This now brings us to the remaining seven whom the Aruba Commission would be satisfied should either of them attain a two-time Winner status:

BEN – What patriotic red-blooded American cannot be in the corner of a former Veteran hero and PTSD sufferer? The final five or six from HvHvH knew that story would be tough to beat sitting next to at FTC. So, what did they do in their effort to gang up on him to prevent that scenario? They allowed Ben to outhustle and outsearch them to the point of choosing sleep over proactive gameplay. Sadly for Ben, he will not get the benefit of these veterans of the game “sleeping on the job” this time around, thus a repeat victory for our Hero will be remote.

KIM – We can appropriately rename the season to “Kim’s World” from the “One World” she dominated. Starting the season as a “Battle of the Sexes” was a format tailored for a player like Kim. If that was not enough, she further benefitted by one of the more horrid and pathetic twists in Survivor history with Colten LITERALLY having an Idol placed in his lap that was essentially used to decimate the all-male tribe. Well, we know this season will not kick-off as a Battle of the Sexes. Whereas, the Commission wouldn’t mind if one of the better female winners in Survivor history notched another title, it is that very status that will put an early target on this formidable player.
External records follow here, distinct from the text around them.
Issue #3317, opened 2026-06-27
[Attendance] AE-1b/AE-2/AE-2.1/AE-3 shipped · AE-4 staging smoke pending


zensgit:
**Update 2026-07-01 — AE queue current after #3461/#3462.**

AE-1b corrected-fact durability is CLOSED by #3377 (`d9875212e`, merged 2026-06-30T05:50:37Z). The `attendance_records.meta.manual_result_edit` sticky marker (with `correctedAgainst` over workDate / firstInAt / lastOutAt / isWorkday) is honored by `computeAttendanceRecordUpsertValues`: no-`statusOverride` recomputes preserve the correction, and material fact divergence sets `reviewConflict.state='needs_review'`. Design-lock: #3371. F1 writer-enumeration gate was honored at runtime.

This issue remains OPEN as the umbrella for the remaining AE gated follow-ups, not because AE-1b durability is still undone.

### Current AE follow-up queue

- [x] **AE-2 — notify corrected employee**. Design-lock #3407 + runtime #3413 are on `main`. A successful correction enqueues an affected-employee-only attendance notification row.
- [x] **AE-2.1 — honor `notifyAffectedEmployee`**. Runtime #3419 + design-lock #3423 + test-isolation fix #3425 are on `main`. `notifyAffectedEmployee=false` suppresses the outbox row and records `notification_skipped_reason='policy_disabled'`; default true/omitted enqueues and back-links `notification_delivery_id`.
- [x] **AE-3 — admin anomaly-correction modal**. Design-lock #3422 + runtime #3461 (`b4207da73`, merged 2026-07-01T17:13:58Z) are on `main`. The UI action is available through the ratified explicit capability probe, uses a modal-open snapshot for submit, and widens the correction write path to the existing audited backend route.
- [ ] **AE-4 — staging smoke**. Runbook #3462 is on `main` with status `PREPARED`; actual AE-4 closure requires deploy SHA, staging PASS stamp, and residue=0.

---

_Original AE-1 review context retained below._

From the AE-1 (#3316) adversarial review — APPROVE-WITH-NITS, all 9 ratified locks hold, no P1. Owner decisions and planning-matrix test gaps have now been resolved; the only remaining item in this umbrella is AE-4 staging smoke.

### Owner decisions
[...]

PR #3419, opened 2026-06-30
fix(attendance): honor result-edit notification toggle

zensgit:
## Summary
- honor attendanceResultEditPolicy.notifyAffectedEmployee in the AE-2 result-edit notification producer
- when enabled, enqueue the employee-only delivery and back-link notification_delivery_id to the immutable audit row
- when disabled, skip the outbox row and persist notification_skipped_reason='policy_disabled'
- add a real-DB route regression for the disabled-notify path and tighten the default path to assert the audit delivery backlink

## Verification
- node -c plugins/plugin-attendance/index.cjs
- git diff --check origin/main...HEAD
- pnpm --filter @metasheet/core-backend exec vitest --config vitest.integration.config.ts run tests/integration/attendance-result-edit.test.ts --reporter=dot (local no-DB path: 19 skipped; CI runs this against real Postgres)
- subagent review found P2 skipped-reason literal drift; fixed to the design/migration contract value policy_disabled

Refs #3317

### DIFF
--- a/packages/core-backend/tests/integration/attendance-result-edit.test.ts
+++ b/packages/core-backend/tests/integration/attendance-result-edit.test.ts
@@ -123,6 +123,11 @@ describeDb('AE-1 attendance anomaly result edit (real DB, route-level)', () => {
     }
   }
 
+  function resultEditPolicyWithNotifyAffectedEmployee(policy: unknown, notifyAffectedEmployee: boolean) {
+    const base = resultEditPolicyWithEnabled(policy, true)
+    return { ...base, notifyAffectedEmployee }
+  }
+
   async function seedRecord(input: {
     userId: string
     workDate: string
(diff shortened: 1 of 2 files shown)


zensgit:
Independent re-review complete: APPROVE, no P1/P2/P3 findings.

Verified live head bf22b7481d4a74e7c377d4bcc9d7e07e216866d9 / mergeState=CLEAN. The runtime now honours `attendanceResultEditPolicy.notifyAffectedEmployee`: enabled writes one employee-only delivery with `source_id = auditRow.id`, a `:channel:` source_key, redacted payload, and `notification_delivery_id` back-link; disabled writes no outbox row and records `notificationSkippedReason=policy_disabled` in audit/API. Enqueue remains strict in-transaction with no best-effort try/catch.

CI evidence: required test (18.x) and test (20.x) are green; subagent also checked the workflow/log coverage and confirmed `attendance-result-edit.test.ts` executed against real Postgres rather than skip-shaped green. Ready for owner review/merge.

PR #3422, opened 2026-06-30
docs(attendance): ratify AE-3 admin modal design-lock

zensgit:
## Summary
- propose the AE-3 admin anomaly-correction modal design lock
- lock placement as an anomaly-row action in both existing anomaly surfaces, with no new admin-rail section or anchor-nav count change
- require an overview-safe admin capability predicate instead of gating the overview-mounted anomaly table by showAdmin alone
- require modal-open snapshot/idempotency, no metric overrides in v1, explicit backend error mapping, refresh/stale-clearing behavior, and request-center parity
- gate AE-3 runtime on owner ratification and #3419/equivalent notification-toggle honoring

## Verification
- git diff --check
- text grep: no brand terms, Status remains PROPOSED, no runtime/backend/schema/staging authorization
- subagent review found two P2s (overview capability predicate + missing stale-clearing matrix); both fixed and re-reviewed APPROVE

Refs #3317

### DIFF
--- a/docs/development/attendance-anomaly-result-edit-admin-modal-design-lock-20260630.md
+++ b/docs/development/attendance-anomaly-result-edit-admin-modal-design-lock-20260630.md
@@ -1,8 +1,8 @@
-# Attendance AE-3 — admin anomaly-correction modal — design lock (PROPOSED)
+# Attendance AE-3 — admin anomaly-correction modal — design lock (RATIFIED)
 
-> Date: 2026-06-30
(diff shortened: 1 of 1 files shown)


zensgit:
Design-lock handoff update: #3422 is OPEN/CLEAN and all required checks are green, including test (20.x). It remains PROPOSED/docs-only and does not authorize runtime.

Subagent review found two P2s and both are fixed in the PR: (1) the overview anomaly table must not rely on `showAdmin` alone, so AE-3 runtime needs an explicit overview-usable capability predicate derived from the backend route authority; (2) modal/result/error state must clear synchronously on filter/date/org/user changes or load-start to avoid stale range-A state while range-B loads.

Ready for owner ratification. Runtime remains gated on ratification plus #3419 or equivalent notification-toggle semantics landing on main.

PR #3428, opened 2026-07-01
docs(workflow): R1 design-lock — BPMN HTTP-task SSRF egress boundary (no runtime)

zensgit:
## R1 first cut — design-lock only, authorizes no runtime

Per the agreed discipline: this PR is **the design-lock + TODO for the BPMN/SSRF boundary**. It adds **no runtime**, no egress code, no config scaffold, no stub, no "temporary allow," and does **not** modify `executeHttpTask`. Implementation slices are named but not started; they begin only after you ratify the open decisions.

## The hole it locks around (grounded)

`BPMNWorkflowEngine.executeHttpTask` (`packages/core-backend/src/workflow/BPMNWorkflowEngine.ts:539`) today does `fetch(resolveExpression(props.url, variables))` with **no scheme/host/IP validation**, and stores the response into a workflow variable → **full-read SSRF** (attacker reads e.g. the cloud-metadata credential document, not just a blind request). And it's not only `url`: `headers` and `body` are field-level `resolveExpression`-templated inputs; `method` is BPMN-definition-controlled (`props.method || 'GET'`), **not** workflow-variable-templated, and is constrained by L8.

## What's locked vs what's yours to decide

- **Locked invariants (L1–L8):** scheme allowlist; post-resolution IP deny-list (metadata `169.254.169.254` / loopback / RFC-1918 / IPv6 ULA / IPv4-mapped); required positive egress allowlist; redirect re-validation; **rebinding/TOCTOU defeat via IP pinning**; timeout + response-size limits; fail-closed default; header/method hardening.
- **Decisions to ratify (D0–D5):** deploy-time provenance; `http` vs `https`-only; allowlist granularity; **rollout for existing http-tasks** (fail-closed is a behavior change — a governance call, not a silent default); header/method policy shape; in-process IP-pinned dispatcher vs central egress proxy.

## Two things the doc deliberately flags

- The current call site **can't be fixed by a pre-check** — `validate(url); fetch(url)` re-resolves DNS and reopens the rebinding window. The fetch-replacement slice needs an **IP-pinned dispatcher or a vetted egress proxy**, so it's scoped realistically.
- `offsetDays` `RangeError` and the `HTTPAdapter` / connector-action / expression-injection surfaces are **explicitly out of scope**.

Please ratify D0–D5 (or amend the locked set); I'll carve the implementation slices only after that, each with its own opt-in. 🤖 Review PR — metasheet2, not for self-merge.

### DIFF
--- a/docs/development/workflow-bpmn-http-task-ssrf-boundary-design-lock-20260630.md
+++ b/docs/development/workflow-bpmn-http-task-ssrf-boundary-design-lock-20260630.md
@@ -28,7 +28,8 @@ inferred target.
 
 `executeHttpTask` (verbatim behavior today):
 
-- resolves `url`, `method`, `headers`, `body` via `resolveExpression(props.*, instance.variables)`;
+- resolves `url`, `headers`, `body` via `resolveExpression(props.*, instance.variables)`, and reads
+  `method` directly as `props.method || 'GET'` (BPMN-definition-controlled, **not** variable-templated);
 - calls `fetch(url, { method, headers, body })` with **no scheme/host/IP validation**;
 - stores the response JSON into `props.responseVariable` when set.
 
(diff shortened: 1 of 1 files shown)


zensgit:
**[P2] fixed.** You're right — `method` is read directly as `props.method || 'GET'` (`BPMNWorkflowEngine.ts:545`); only `url`/`headers`/`body` go through `resolveExpression`. Corrected §2 and §3 to: *url, headers, body are field-level resolveExpression inputs; `method` is BPMN-definition-controlled, not workflow-variable-templated today.* **L8 method hardening retained** — a definition author can still configure a side-effecting method (just not via variable templating). Also added a matching clarifier on the §3 `method` row.

Also **rebased onto current `main`** (`ce7bbc856`) to clear the BEHIND state you flagged.

Still doc-only, no runtime/config/stub. Held for your ratification of D0–D5 (or amendment of the locked set); I'll carve slice 1 only after that.

zensgit:
PR body synced to match the final doc: *headers/body are field-level `resolveExpression` templated; `method` is BPMN-definition-controlled (`props.method || 'GET'`), not variable-templated, and constrained by L8.* No doc/code change — body text only, so a squash/closeout won't carry the stale claim. Still doc-only; holding merge for your ratification + the 18.x/20.x test gates.

PR #3430, opened 2026-07-01
feat(integration): external-API read self-service S1 — config model + validator (#1709)

zensgit:
## What — 刀2 / S1 of the self-service track (#3424 ladder)

The first **code** slice: a **validation-only** config model + save-time validator (`lib/read-source-config.cjs` + test, wired into the plugin `test` chain). **For your review** — CI-green then your go; **not** auto-merged.

## What it does

- **Config model** for a consultant-authored read source, generalizing the proven preset shape: `systemId` (reference to the registered external system that holds baseUrl + credential), `requiredKind`, `object`, `mode` ∈ the four proven modes, `readPath`, `readMethod`, `operations:['read']`, per-mode container/key fields, `fieldMap`, `version`.
- **`validateReadSourceConfig(config)`** → `{valid, normalized}` (frozen, read-only) or `{valid:false, errors:[{code,field,reason}]}`, fail-closed on every guardrail.

## Guardrails (config-time two-tier safety)

- **SSRF endpoint guard** (crown jewel) — strict safe-relative-path allowlist: rejects scheme, protocol-relative `//`, backslash, encoded slash/backslash (`%2f`/`%5c`), path traversal `..`, control chars, non-path chars; relative-only (host-allowlist deferred). **Adversarially test-locked** against the full nasty-set.
- **Read-only** — any `savePath`/`submitPath`/`auditPath` or non-`['read']` operations → `WRITE_CONFIG_REJECTED`.
- **Backend-reference-only credentials** — config references the system via `systemId`; inline credential keys **and** secret-shaped values are rejected (no raw token can be stored).
- Mode/method/encoding enum allowlists; container-path case-aware allowlist; per-mode required fields (hardcoded for the four — not a generic schema engine); strict top-level key allowlist; positive-int `version`.
- **Values-free errors** — `{code, field-name, coarse-reason}` only; never the offending URL or secret value (leak-bait test-locked).

## Scope / non-goals

**Validation ONLY.** No persistence/config-store, no audit-log, no route, no runtime executor, no network, no UI, no write. **Marker-gating enforcement is DEFERRED to S3-runtime** (design-lock requires new presets to be marker-gated — flagged, not silently dropped). Advisor-reviewed (endpoint guard, values-free errors, per-mode-not-generic-schema). Test wired into the CI `test` chain.


zensgit:
Addressed the P1 blocker + P2 in delta commit `94723e6ca` (rebased onto current main):

**P1 (SSRF, blocking):** `isSafeRelativeReadPath` now rejects **all** percent-encoding, not just `%2f`/`%5c`. The gap was `%2e` — Node's URL layer normalizes `/%2e%2e/admin` → `/admin` *after* the guard runs. Demonstrated + closed:
```
/%2e%2e/admin      -> URL normalizes to /admin  | guard: REJECT
/a/%2e%2e/b        -> URL normalizes to /b      | guard: REJECT
/%2E%2E/%2E%2E/etc -> URL normalizes to /etc    | guard: REJECT
/%2e/admin         -> URL normalizes to /admin  | guard: REJECT
```
Rationale: a config endpoint never needs percent-encoding, so one blanket reject kills the whole encoded-char bypass class (`%2e`/`%2f`/`%5c`/`%00`). Clean paths (`/K3API/BOM/GetDetail`) still accepted.

**P2 (fieldMap):** entries validated as config metadata — `source` → field/container path (`isValidContainerPath`), `target` → bounded id (`isBoundedIdentifier`). Value-shaped source (`MAT-001`), traversal (`../../x`), and whitespace targets now reject; a well-shaped map still passes; errors stay values-free.

Tests added: the four `%2e` cases + `%20`/`%00`, and valid + malformed/leak-bait fieldMap cases. Scope unchanged (validation-only). Not merging pending your re-review.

NICK – Much like for Kim in her season, the “David vs. Goliath” theme was a format very much in Nick’s wheelhouse. Unfortunately for Nick, no one will be viewing him as a “David” this season. One of the reasons the Aruba Commission does not view games with returning players as “real” seasons is the obvious pre-gaming aka “cheating” that goes on prior to the season officially starting. As a more recent winner, the Commission does not see Nick benefitting as much from this cheat tactic putting him behind the eight-ball very early. So, if he makes it past the merge, he may be someone to watch; but an early boot appears more realistic.

NATALIE – A tale of two seasons for this former winner. Pre-merge—pretty much a non-factor. Post-merge—dominated the second half of the season. She’ll need to play a more complete game wire-to-wire to take a second title. If able to accomplish that, the Commission would be fine with a Natalie win; but her personality abrasive at times coupled with her in-your-face approach may make her attempt rather short-lived.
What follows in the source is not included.